Let me show, then. You can search up the general algorithm if you want, it's pretty easy and doesn't require any advanced methods.
a(n) = (a(n - 1) + a(n - 2))/2, a(1) = 0, a(2) = 1
2a(n) - a(n - 1) - a(n - 2) = 0
The characteristic equation is:
2λ^2 - λ - 1 = 0
The roots are λ = -1/2 and λ = 1. So, the general solution is:
a(n) = A(-1/2)^n + B
Let's apply the initial conditions.
a(1) = -A/2 + B = 0
a(2) = A/4 + B = 1
The solution of that system is A = 4/3, B = 2/3. So, the solution is:
a(n) = (4/3)(-1/2)^n + 2/3
Or:
a(n) = (2/3)(1 - (-1/2)^(n - 1))
From here it's easy to find the limit.

the characteristic equation is something already predefined?

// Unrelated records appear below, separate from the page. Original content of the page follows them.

PR #876, opened 2021-02-15
darwin: Don't drop partial data on timeout

zyp:
A timed out transfer might have been partially filled. Propagate `tpriv->size` to avoid dropping this data.


dickens:
This looks good to me.  @hjelmn?

PR #878, opened 2021-02-22
Minor fix to documentation

TahomaSoft:
Fixed a couple of errors that were revealed by running Doxygen. 

Changed two lines in doxygen.cfg.in to comment out deprecated setting and fixed paper size from invalid a4wide to a4.


tormodvolden:
You'll probably need to squash the commits or rebase, basically only leaving the last commit.

LudovicRousseau:
I fixed in issue by upgrading the config file in https://github.com/libusb/libusb/commit/90273023db02ed747f6d5f3658d43015d14f8d46

Thanks for the notice

TahomaSoft:
Thank you, and you are welcome!

tormodvolden:
The suggested change of PAPER_TYPE is still applicable. The current value of "a4wide" is not listed as a valid value.

LudovicRousseau:
@tormodvolden  exact. Fixed in https://github.com/libusb/libusb/commit/bda2344f5e7d460decd3968492faa7a5fb2797cd

PR #893, opened 2021-03-21
macOS: implement device capture to force unload of KEXT drivers

osy:
It's a well known issue on macOS that you cannot use libusb to attach to an interface already claimed by an KEXT for exclusive access. The common workaround is to do `sudo kextunload` or inject a codeless KEXT. Both require admin permissions, and does not work for all devices on latest macOS. Additionally, SIP has to be disabled to inject a codeless KEXT, making it a pain to work with USB devices.

This patch uses the `kUSBReEnumerateCaptureDeviceBit` introduced back in macOS 10.10 which will tell the kernel to unload all other drivers for you without needing any dirty hacks.

Unfortunately, a side effect is that it will reset (simulate unplug-replug) the device to do this and so I didn't want to make it the default behaviour of `libusb_open` as that may, for example, cause all USB devices to be reset if the application decides to read the product string of every device attached. I can't find a good way to change this without touching the API specs, so I introduced a new option `LIBUSB_OPTION_FORCE_CAPTURE_OPEN` that lets you toggle the "capture" behaviour.

Also, the way `libusb_close` works makes it a bit awkward to implement the "release" of the captured device because just closing the handle does not tell the KEXTs to start matching again and calling `USBDeviceReEnumerate` with `kUSBReEnumerateReleaseDeviceBit` will also cause the device to be reset which then makes the next call of `libusb_open` fetch a stale cached object and fail. However, calling `darwin_reset_device` to address the stale cache issue will cause the device to be opened again, which causes another "capture" and then the OS will never get the device back. So the workaround of this is as follows:

1. When `darwin_close` is called, if the device is captured, then `darwin_reset_device` will first be called.
2. `darwin_reset_device_capture` will call `USBDeviceReEnumerate` and release the capture.
4. `darwin_restore_state` calls `darwin_open` indicating that capture should NOT be used.
5. `darwin_open` succeeds and the device is re-opened without the capture bit.
6. Call returns to `darwin_close` who calls `USBDeviceClose` on the non-captured device handle.


osy:
Found an error in the patch, closing to address it.

Cryptiiiic:
This severely interferes with some of my projects so would appreciate if this pull doesn't get abandoned.

hjelmn:
If the author can't continue working on this I will pick it up. I was not aware of this feature but would like to make sure we can make use of it.

osy:
@hjelmn is there a way to contact you in private?

hjelmn:
@osy my moniker at mac dot com

Cryptiiiic:
@osy follow up just to check in after 7 days, this is still being looked into right?

osy:
Yes

mcuee:
Just create a new issue so that this will not get forgotten. #906

PR #896, opened 2021-03-23
Fix #895 - WinUSB DeviceInterfaceGUIDs handling of null-termination

### LINKED ISSUE #895: Should accept DeviceInterfaceGUID  REG_SZ with Unicode null-terminator 0x0000 i.e. 2-bytes
https://github.com/libusb/libusb/blob/bda2344f5e7d460decd3968492faa7a5fb2797cd/libusb/os/windows_winusb.c#L1589

A device implementing a DeviceInterfaceGUID  field which reports 40-bytes (19+null-terminated unicode characters) is reported as having "unexpected type/size of DeviceInterfaceGUID for '%s'". 

The current code only allows the worst case where only a single-byte null is provided. As per the documentation the user should cater for incorrect termination however the current logic is in error when handling the correct/expected null termination exists!

For example a well formed unicode string:
`using t = decltype(u"DeviceInterfaceGUID");`

where t becomes 40-bytes as each character including the null consumes 2-bytes:
`char16_t[20]`

The current logic only accepts an incorrectly terminated 39-byte string but should also accept 40-bytes as a valid size.

CraigHutchinson:
This patch fixes the REG_SZ logic which only accepts malformed 'partially' single-byte null-terminated unicode strings. It extends to support 2-byte unicode null (0x0000) and as per the docs also caters for missing null-termination.

Fixes #895

### DIFF
--- a/libusb/os/windows_winusb.c
+++ b/libusb/os/windows_winusb.c
@@ -1585,42 +1585,59 @@ static int winusb_get_device_list(struct libusb_context *ctx, struct discovered_
 					s = pRegQueryValueExA(key, "DeviceInterfaceGUID", NULL, &reg_type,
 						(LPBYTE)guid_string, &size);
 				pRegCloseKey(key);
-				if ((s == ERROR_SUCCESS) &&
-				    (((reg_type == REG_SZ) && (size >= (sizeof(guid_string) - sizeof(uint16_t))) && (size <= sizeof(guid_string))) ||
-				     ((reg_type == REG_MULTI_SZ) && (size >= sizeof(guid_string)) && (size <= (sizeof(guid_string) - sizeof(uint16_t)))))) {
-					if (nb_guids == guid_size) {
-						new_guid_list = realloc((void *)guid_list, (guid_size + GUID_SIZE_STEP) * sizeof(void *));
-						if (new_guid_list == NULL) {
-							usbi_err(ctx, "failed to realloc guid list");
-							LOOP_BREAK(LIBUSB_ERROR_NO_MEM);
-						}
-						guid_list = new_guid_list;
-						guid_size += GUID_SIZE_STEP;
-					}
-					if_guid = malloc(sizeof(*if_guid));
-					if (if_guid == NULL) {
-						usbi_err(ctx, "failed to alloc if_guid");
-						LOOP_BREAK(LIBUSB_ERROR_NO_MEM);
-					}
-					if (!string_to_guid(guid_string, if_guid)) {
-						usbi_warn(ctx, "device '%s' has malformed DeviceInterfaceGUID string '%s', skipping", dev_id, guid_string);
-						free(if_guid);
-					} else {
-						// Check if we've already seen this GUID
-						for (j = EXT_PASS; j < nb_guids; j++) {
-							if (memcmp(guid_list[j], if_guid, sizeof(*if_guid)) == 0)
-								break;
-						}
-						if (j == nb_guids) {
-							usbi_dbg("extra GUID: %s", guid_string);
-							guid_list[nb_guids++] = if_guid;
-						} else {
-							// Duplicate, ignore
-							free(if_guid);
-						}
-					}
-				} else if (s == ERROR_SUCCESS) {
-					usbi_warn(ctx, "unexpected type/size of DeviceInterfaceGUID for '%s'", dev_id);
+				if ( s == ERROR_SUCCESS)
+				{
+                    /// https://docs.microsoft.com/en-us/windows/win32/api/winreg/nf-winreg-regqueryvalueexa#remarks
+                    /// - REG_SZ: "string may not have been stored with the proper terminating null characters."
+                    /// - As REG_SZ but also "Note that REG_MULTI_SZ strings could have two terminating null characters"
+                    unsigned int minREG_SZ = sizeof(guid_string) - sizeof(uint16_t);
+                    unsigned int maxREG_SZ = sizeof(guid_string);   
+                    
+                    /// As the reading code does not read enough for REG_MULTI_SZ we can handle it as REG_SZ
+				    if ( ((reg_type == REG_SZ) || (reg_type == REG_MULTI_SZ)) 
+                        && (size >= minREG_SZ) 
+                        && (size <= maxREG_SZ) ) 
+                    {
+                        if (nb_guids == guid_size) {
+                            new_guid_list = realloc((void *)guid_list, (guid_size + GUID_SIZE_STEP) * sizeof(void *));
+                            if (new_guid_list == NULL) {
+                                usbi_err(ctx, "failed to realloc guid list");
+                                LOOP_BREAK(LIBUSB_ERROR_NO_MEM);
+                            }
+                            guid_list = new_guid_list;
+                            guid_size += GUID_SIZE_STEP;
+                        }
+                        if_guid = malloc(sizeof(*if_guid));
+                        if (if_guid == NULL) {
+                            usbi_err(ctx, "failed to alloc if_guid");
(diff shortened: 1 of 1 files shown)


mcuee:
This seems to be good to me.

libusb/os/windows_winusb.c
```diff
@@ -1586,8 +1586,8 @@ static int winusb_get_device_list(struct libusb_context *ctx, struct discovered_
 						(LPBYTE)guid_string, &size);
 				pRegCloseKey(key);
 				if ((s == ERROR_SUCCESS) &&
-				    (((reg_type == REG_SZ) && (size == (sizeof(guid_string) - sizeof(char)))) ||
-				     ((reg_type == REG_MULTI_SZ) && (size == sizeof(guid_string))))) {
+				    (((reg_type == REG_SZ) && (size >= (sizeof(guid_string) - sizeof(uint16_t))) && (size <= sizeof(guid_string))) ||
+				     ((reg_type == REG_MULTI_SZ) && (size >= sizeof(guid_string)) && (size <= (sizeof(guid_string) - sizeof(uint16_t)))))) {
```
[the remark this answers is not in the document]
CraigHutchinson: Re parenthesis, they aren't 'necessary' as such but C-MISRA mandates them so its a habit for lots of developers as removes the often ambiguity and the odd edge cases of precedence.

Also re the  size will never be > sizeof(guid_string) which is true but if the prior code were changes then this if statement woudl not longer be correctly formed. The if-logic should be 'atomic' in its nature imho and its upto the optimising compiler to remove the redundant test as per your observation.

However, in respect to understandability of that code, its mostly not nice but I didn't want to do a dramatic refactor for a simple fix like this 👍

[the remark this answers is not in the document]
CraigHutchinson: I am going to do a minor cleanup anyhow as its nasty and I don't think the logic is right albeit was written a while back!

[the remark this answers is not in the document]
tormodvolden: I am side-tracking a bit but find it interesting that C-MISRA mandates "excessive" use of parentheses. Do you have a reference? I tried searching, but I think MISRA itself is pay-walled. IMO, `a == b &&` is not ambiguous.

OK, so I get the "atomic" point and I understand you are extending the original one-value size check to an interval check. I see the pattern `size >= a && size <= b` and I am tempted to translate this into: size must be in the interval [a, b]. However on line 1590 b is smaller than a...

libusb/os/windows_winusb.c
```diff
@@ -1585,42 +1585,59 @@ static int winusb_get_device_list(struct libusb_context *ctx, struct discovered_
...
+				if ( s == ERROR_SUCCESS)
+				{
+                    /// https://docs.microsoft.com/en-us/windows/win32/api/winreg/nf-winreg-regqueryvalueexa#remarks
+                    /// - REG_SZ: "string may not have been stored with the proper terminating null characters."
+                    /// - As REG_SZ but also "Note that REG_MULTI_SZ strings could have two terminating null characters"
+                    unsigned int minREG_SZ = sizeof(guid_string) - sizeof(uint16_t);
+                    unsigned int maxREG_SZ = sizeof(guid_string);   
+                    
+                    /// As the reading code does not read enough for REG_MULTI_SZ we can handle it as REG_SZ
+				    if ( ((reg_type == REG_SZ) || (reg_type == REG_MULTI_SZ))
```
tormodvolden, line 1597: Indentation looks broken (tabs).

tormodvolden:
Since you have nullified the first commit with the second, you should squash them and rework commit message in the end. But there is already the whitespace issues to take of.

Thanks for the link. It indeed says "_However, this does not mean that parentheses should be gratuitously added around every operation._"

CraigHutchinson (commented):
I am working in the web-browser atm, does this repo no have 'squash' on merge option? I see the whitespace issue but the web editor isn't so simple to work out what the correct indentation style was/is!

>  It indeed says "_However, this does not mean that parentheses should be gratuitously added around every operation._"

There are rules which enforce when the parenthesis should not be used also to sort this one out in the world of MISRA :) 
for example `return( a == b )` is a perfect example of the exception as it makes `return` look like a function call

libusb/os/windows_winusb.c
```diff
@@ -1585,42 +1585,59 @@ static int winusb_get_device_list(struct libusb_context *ctx, struct discovered_
...
+                    /// - REG_SZ: "string may not have been stored with the proper terminating null characters."
+                    /// - As REG_SZ but also "Note that REG_MULTI_SZ strings could have two terminating null characters"
+                    unsigned int minREG_SZ = sizeof(guid_string) - sizeof(uint16_t);
+                    unsigned int maxREG_SZ = sizeof(guid_string);   
+                    
+                    /// As the reading code does not read enough for REG_MULTI_SZ we can handle it as REG_SZ
+				    if ( ((reg_type == REG_SZ) || (reg_type == REG_MULTI_SZ)) 
+                        && (size >= minREG_SZ) 
+                        && (size <= maxREG_SZ) ) 
+                    {
```
tormodvolden, line 1600: Did you change anything below here except whitespace and the todo comment? It is hard to tell in the web interface.

CraigHutchinson: I pushed with the indentation fixed which is easier to see. The indentation wasn't correct in the orignal code so to see just what I changed you can check 'ignore whitespace changes' for the diff.
1. Simplified REG_SZ checking logic
2. Removed duplicated check for  `s == ERROR_SUCCESS`

CraigHutchinson: This is the diff I used to check the changes: https://github.com/libusb/libusb/pull/896/files?diff=split&w=1

tormodvolden: Ah thanks, I didn't know I could filter whitespace changes so easily here.

Alternatively, deal with other errors up front, and avoid any indentation changes:
```
+                               if (s != ERROR_SUCCESS) {
+                                       usbi_warn(ctx, "unexpected error from pRegQueryValueExA for '%s'", dev_id);
+                                       break;
+                               }
```
 
Now, to understand the whole change better, what is it what we get from pRegQueryValueExA()? Isn't it a string with the 38 characters (braces or parenthesis) format: {12345678-1234-1234-1234-123456789abc} ?

Written out (not binary encoded) there are 32 hex digits in a GUID plus the dashes and braces, so 38 string characters. I reread your bug report and it talks about 19 unicode characters? Does that make sense at all? If the GUID string was encoded in unicode it would be 76 bytes... I think unicode is not relevant here, and the double zero at the end would not be a unicode \0 but the double zero termination in a MS REG_MULTI_SZ.

38 bytes if it is a GUID without trailing zero and 39 if it is a GUID with one trailing zero (the only case supported up to now?) and 40 if it is a GUID with double zeroes (from REG_MULTI_SZ)? Should we accept 40 for a REG_SZ? Shouldn't we also check that these extra bytes are effectively zeroes? Or is it redundant because of string_to_guid()?

hjelmn: What is the status of this? Should it be taken as-is or are additional changes needed?

tormodvolden: If my above comment is correct, and the string_to_guid() takes the final check, I suggest the simpler change in pull request #927. I left Craig as author, but his e-mail address for sign-off should probably be changed, I only found the github-scrambled one. The difference is much a question of taste, but at least replacing sizeof(uint16_t) with 2*sizeof(char) is important for readability and correctness.

mcuee:
Close this in favor of https://github.com/libusb/libusb/pull/927

mcuee:
Ref: https://docs.microsoft.com/en-us/windows/win32/api/winreg/nf-winreg-regqueryvalueexa

PR #63, opened 2020-08-12
Add the rename operator

TrevorFSmith:
The rename operator is pretty basic.

I did have to turn off lint and ts on lines 28 and 30 of rename.ts so a double-check that those are OK would be good.

### DIFF
--- a/src/operators/rename.ts
+++ b/src/operators/rename.ts
@@ -1,0 +1,60 @@
+import { Operator, OperatorOptions, OperatorValidator } from '../operator';
+
+export interface RenameOperatorOptions extends OperatorOptions {
+  properties: { [key: string]: string };
+}
+
+export class RenameOperator implements Operator {
+  static specification = {
+    index: { required: false, type: ['number'] },
+    properties: { required: true, type: ['object'] },
+  };
+
+  readonly index: number;
+
+  readonly properties: object;
+
+  constructor(public options: RenameOperatorOptions) {
+    const { index = 0, properties = {} } = options;
+    this.index = index;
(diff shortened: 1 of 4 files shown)


src/operators/rename.ts
```diff
@@ -0,0 +1,60 @@
...
+    this.properties = properties;
+  }
+
+  handleRename(data: { [key: string]: any }) {
+    const props = Object.getOwnPropertyNames(this.properties);
+    for (let i = 0; i < props.length; i += 1) {
+      const key = props[i];
+      const val = data[key];
+      /* eslint-disable no-param-reassign */
+      delete data[key];
```
van-fs, line 29: Should we use `// eslint-disable-line no-param-reassign` rather than the eslint block comment above?  If the block is used, I believe that disables the rule for subsequent lines in the file.  I think we just make the exclusion specific to this line.

src/operators/rename.ts
```diff
@@ -0,0 +1,60 @@
...
+      // @ts-ignore
```
van-fs, line 30: I noticed the ignore, which I assume is because the `object` type isn't indexable.  Since the validator expects a `string` as the renamed property, should we then assume that the existing property is also a string?  (At least for type declaration in the TS file.)  The `object` type would then give way to `{ [key:string]: string }`.  It looks like any numeric property would get coerced to a string at runtime.  Or was there a non-string use case in mind?

TrevorFSmith: Ok, I've changed the lint specifiers and fixed the typescript complaints. It's ready for another review.

PR #65, opened 2020-08-21
Add shim property change listener

van-fs:
This PR adds the concept of a "monitor" to watch for changes on a property.  I used "monitor" so it wouldn't be confused with implementation, which uses EventListeners.
- The shimming technique applies to all properties in a given object, which would be the result of a selector having been run.  You can optionally not shim `monitor=false` in a rule if you only wanted to `readOnLoad`.
- The specs use NPM deepcopy since I had a few issues with test pollution.
- I had to add `monitor: false` to all our previous observer.spec rules since the default behavior was true and that had side-effects.  That and a lint:fix caused more changes than normal.
- I added some selector.spec tests because I'm explicitly relying on dot notation select to return a reference to an object and not a copy.

### DIFF
--- a/src/observer.ts
+++ b/src/observer.ts
@@ -5,7 +5,7 @@ import { Logger, LogAppender } from './utils/logger';
 import { FunctionOperator } from './operators';
 import Monitor from './monitor';
 import ShimMonitor from './monitor-shim';
-import { select } from './selector';
+import { select, parsePath, ElementKind } from './selector';
 import { DataLayerEventType } from './event';
 
 /**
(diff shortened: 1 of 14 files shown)


src/observer.ts
```diff
@@ -181,10 +197,38 @@ export class DataLayerObserver {
...
+    const monitors: Monitor[] = [];
+
     try {
       const handler = this.addHandler(source);
       handler.debug = !!debug;
 
+      try {
+        if (monitor) {
+          // use select to get the target with the desired properties
+          // NOTE using [()] to pick, etc returns a copy and not the actual data layer reference
```
TrevorFSmith, line 209: I feel like this is going to create a bit of mystery. I wonder how we could surface this during rule writing so that tag managers understand what's happening.

src/observer.ts
```diff
@@ -181,10 +197,38 @@ export class DataLayerObserver {
...
+          const target = select(source);
+
+          if (target) {
+            const braketPos = source.lastIndexOf('[(');
```
TrevorFSmith, line 213: I get nervous when I see string parsing of selectors happening outside of selector.ts. Perhaps a better way would be to export the `parsePath` method from that file? It returns a (memoized) Path instance and we could add the string parsing and formatting logic to that class.

src/observer.ts
```diff
@@ -181,10 +197,38 @@ export class DataLayerObserver {
...
+
+            // find the path to the actual reference in the data layer by selecting with a path
+            const path = source.substring(0, braketPos === -1 ? source.length : braketPos);
+            const ref = select(path);
+
+            Object.getOwnPropertyNames(target).forEach((property) => this.addMonitor(ref, property, source));
+
+            window.addEventListener(DataLayerEventType.PROPERTY, (e: Event) => handler.handleEvent(e as CustomEvent));
```
TrevorFSmith, line 221: It would be handy to be able to clean up these global listeners at the end of a test to prevent mysterious event bleeding. Alternatively, we could somehow tag events with a per-Observer unique id so observers can filter out events meant for others.

src/observer.ts
van-fs: @TrevorFSmith I exported the `parsePath` and `ElementKind` so I could rely on it to walk the selector path better.  The one aspect that is not internal to `selector.ts` is the `Brackets` expose the `Op` `raw` value, which is something like `(cartID,price)` but not the surrounding bracket chars.  I could enhance `Bracket` to have this additional "raw brackets" value or we can keep `ref = select(source.substring(0, source.indexOf(`[${brackets.op.raw}]`)));`.  If we go with "raw brackets" as a new instance member in `Brackets`, what might we call that?

van-fs:
@TrevorFSmith  the revisions are done.

There's a lot that conceptually overlaps with the previous PR version.  Some notable changes:

- `utils/mocha.ts` has an `ExpectObserver` that should make it easier to deregister the window listeners, which are a side effect of the creating an observer.  There's also an `expectEventListener` that similarly checks and removes window event listeners.

- `selector.ts` had two exports added to expose some of the parsing so I'm not doing duplicating.

- There's a new class called `DataLayerTarget`.  This internalizes some of the semantics for source, target, path, selector, object.  Unfortunately, over time, these terms tend to get used interchangeably and led to my own confusion over what a variable implied.  So no we have:

  * `source` a selector defined in a rule that describes and object in the data layer and desired data to be obtained
  *  `path` is a subset of a selector and uses dot or index notation to traverse an object; it should return a reference to an object or function in the data layer
  * `object` the actual object in the data layer found via a `path`
  * `target` the "thing" in the data layer we want to observe; `DataLayerTarget` bundles all of these up so it's clear the above have distinct purposes but are related

- `Monitor` and `ShimListener` are more or less the same, but I tried to align naming to suit the above.  Shims now get added to everything, and let's keep an eye on the performance impact.  Right now, it's not shimming multiple levels of an object, but that's feels like an expectation someone will have.

- `window.dispatchEvent` no longer emits a generic `_dlo_DataLayerProperty` type.  This is now very tightly aligned to the `path` concept, and emits a type like `datalayerobserver/<some_real_path>`.  So every `DataHandler` is watching a `path` and it's up to the handler to decide what to do.  If the handler runs a source select and doesn't get any data, it doesn't do anything.  This should prevent FS.events with eventNames but empty payloads. The upside here is that a `DataHandler` now internalizes it's `window.addEventListener` registration (we ruminated on this in Slack).

PR #66, opened 2020-08-27
NPM module packaging

van-fs:
Basic mechanics of packaging for NPM.  I'd like to get the functional shimming in so that I can test more in the App Insights demo.  Once I can validate the usage, we can do a PR.

### DIFF
--- a/package.json
+++ b/package.json
@@ -3,15 +3,18 @@
   "version": "1.0.0",
   "description": "Monitor, transform, and send data layer content to FullStory",
   "main": "dist/index.js",
+  "types": "dist/index.d.ts",
   "scripts": {
     "build": "rollup --config",
+    "build:module": "tsc",
     "watch": "rollup --config -w",
     "examples": "npm run build && http-server",
     "test": "nyc mocha -r ts-node/register -r source-map-support/register -r jsdom-global/register test/*.spec.ts test/**/*.spec.ts",
     "test:wel-auto-formulate": "npm run examples & cd ./test/web-embed-lab && ./auto-formulate.sh",
     "test:wel-runner": "npm run build && cd ./test/web-embed-lab && ./run-tests.sh",
     "lint": "eslint --ext .ts src/** test/mocks/** test/utils/** test/*.ts",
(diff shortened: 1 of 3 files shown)


TrevorFSmith:
Ok, shims are merged.

van-fs:
Tests are passing with the refactor for programmatic observation.  Couple of points:
- I had to mod the tsconfig to remove `outDir` and use that as a CLI flag for the `build:module` script.  This is an active [rollup bug](https://github.com/rollup/plugins/issues/287) and having the `outDir` in tsconfig caused rollup to fail.
- I went back and enhanced `DataLayerTarget` to handle the variety of conditions we need to support.  I expect we'll run into something eventually, but this is a solid starting point.  I created a spec for DataLayerTarget to be more clear about the expectations.
- I simplified the API points in `DataLayerObserver`.  There's `registerRule` for our typical window-based data layers.  This uses a new function `registerTarget` that works with custom apps.  One of the goals was to move some of the basic mechanics of set up out of the `processRule` function, which had a lot of try catch behavior that was a code smell.

Programmatic usage looks a bit like this, which we'll need to document at the end of the sprint.
```javascript
import { ApplicationInsights } from '@microsoft/applicationinsights-web';
import { DataLayerObserver, DataLayerTarget } from '@fullstory/data-layer-observer';
import * as FullStory from '@fullstory/browser';

...

    // initialize App Insights
    this.appInsights = new ApplicationInsights({
      config: { instrumentationKey: 'a08f3f2d-9884-4437-b6ec-c835d3d58d82' }
    });
    this.appInsights.loadAppInsights();

    // initialize Data Layer Observer (set previewMode to false in production)
    this.observer = new DataLayerObserver({ beforeDestination: { name: 'suffix' }, previewMode: false });

    try {
      // target the App Insights trackEvent function
      const target = new DataLayerTarget(this.appInsights, 'trackEvent', 'appInsights');

      // connect trackEvent to FS.event
      this.observer.registerTarget(target, [], FullStory.event);
    } catch (err) {
      console.error(err);
    }
```

TrevorFSmith (approved):
LGTM

PR #68, opened 2020-08-27
Add function shim

van-fs:
Initial function shim implementation added.  I'm going to revisit and cleanup.  The `DataLayerTarget` and `DataLayerObserver.addMonitor` are a bit messy.  You have to walk back up to the parent to get a reference to it and the `property` (i.e. function).

### DIFF
--- a/src/observer.ts
+++ b/src/observer.ts
@@ -116,7 +116,7 @@ export class DataLayerObserver {
    * Adds monitor to a target in the data layer. If a monitor already exists, calling this
    * function will result in a no-op.
    * @param target to add monitors into
-   * @param property to monitor; if not property is given, the monitor is added to the target itself
+   * @param property to monitor; if property is not given, the monitor is added to the target itself
    */
   static addMonitor(target: DataLayerTarget) {
     const {
--- a/src/observer.ts
+++ b/src/observer.ts
@@ -6,6 +6,7 @@ import { FunctionOperator } from './operators';
 import Monitor from './monitor';
 import ShimMonitor from './monitor-shim';
 import DataLayerTarget from './target';
+import { select } from './selector';
 
 /**
  * DataLayerConfig provides global settings for a DataLayerObserver.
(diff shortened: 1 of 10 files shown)


van-fs:
Added functional shimming.  I created a `MonitorFactory` to internalize some of the creation/removal of monitors and logic of when it's valid to create.  The related logic was moved out of `DataLayerObserver`.  I also updated `DataLayerTarget` with additional metadata about the "subject" because the way we shim functions requires parent information that was not present previously.

src/observer.ts
```diff
@@ -119,18 +116,22 @@ export class DataLayerObserver {
    * Adds monitor to a target in the data layer. If a monitor already exists, calling this
    * function will result in a no-op.
    * @param target to add monitors into
-   * @param property to monitor
+   * @param property to monitor; if not property is given, the monitor is added to the target itself
```
TrevorFSmith, line 119: nit: s/if not property is given/if property is not given/

test/shim-monitor.spec.ts
```diff
@@ -63,6 +66,49 @@ describe('ShimMonitor unit tests', () => {
     globalMock.digitalData.cart.cartID = 'cart-5678';
   });
 
+  it('it should emit args from function calls', (done) => {
```
TrevorFSmith, line 69: It's probably also worth testing that functions which throw exceptions are nicely handled.

van-fs: I went back and looked at the `it should emit args but trap function exceptions` test case:

- The `done` in the event listener tests whether the actual handler was invoked, which should always be the case since `emit` is called prior to the function's `apply`.  `window.dispatchEvent` executes synchronously so `done()` gets called and the next bullet point's code runs.
- The `expect(ret).to.eq(null);` executes next, and this checks sequential lines of code are not impeded by an exception.

The `emit` body in Monitor is wrapped in a try catch block.  I went back and wrote another test `it should emit args and not fail because of dispatch related exceptions` which ensures that if the handler or DLO code were to throw an exception that they are caught and the function call is not impeded.  This is verified by `expect(ret).to.eq(true);` and the fact that the test exits.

Yes. The characteristic equation of Aa(n) + Ba(n - 1) + ... + Ua(n - k + 1) + Va(n - k) = 0 is Aλ^k + Bλ^(k - 1) + ... + Uλ + V = 0.

i think i get the grasp of it now

i will strengthen my knowledge further on this concept

thanks a lot for taking the time to explain!

You're welcome!

Moreover, if you've dealt with linear differential equations before, the approach for linear recurrence relations will already be 95% familiar to you.

they still didnt introduce us linear differential equations

Ah. Well, that's ok.

The approach still isn't terribly difficult.

yes its relatively easy